The conviction that teaching is a dialogical activity, along with a belief in active learning, is the core of my teaching philosophy. I rarely lecture in my classes. I believe rather in a student-learning approach to teaching, actively engaging students by presenting ideas and concepts in ways that foster discussion and critical thinking. Creative teaching in the humanities often means traversing traditional disciplinary boundaries and encouraging students to make interdisciplinary connections between ideas and to develop and present their own arguments about the subject matter. The process of teaching must therefore always remain open ended and flexible, allowing even the most disparate ideas room to be explored and articulated by both teacher and student.
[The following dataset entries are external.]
PR #2128, opened 2025-03-14
chore: immediately read runstate then start interval

ibuildthecloud:


pkg/events/events.go
```diff
@@ -327,7 +330,12 @@ func (e *Emitter) printRun(ctx context.Context, state *printState, run v1.Run, r
 					}
 				}
 			}
-		case <-ticker.C:
+		case <-tick:
+			if ticker == nil {
+				// now wait every second for new events
+				ticker = time.NewTicker(time.Second)
```
thedadams, line 336: I think we need to stop the ticker to release the resources and not leak.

To be an effective teacher, one has to be passionate and knowledgeable about the subject, but must also possess the ability to present the subject in ways that the student can relate to and understand. My role as a teacher in the humanities is to introduce ideas, theories, and cultural artifacts in ways in which students will grasp their importance as part of a shared cultural legacy and enable them to relate this understanding to their own life experience. One strategy I use to accomplish this is to have students actively participate in recreating the evolution of an idea or artifact.
Finally, I believe that teaching is a type of performance, perhaps even performance art. Humor is an important tool in the classroom. A teacher who can promote learning as a form of active, serious thinking while being able to laugh and encourage laughter is a more caring and therefore more effective teacher.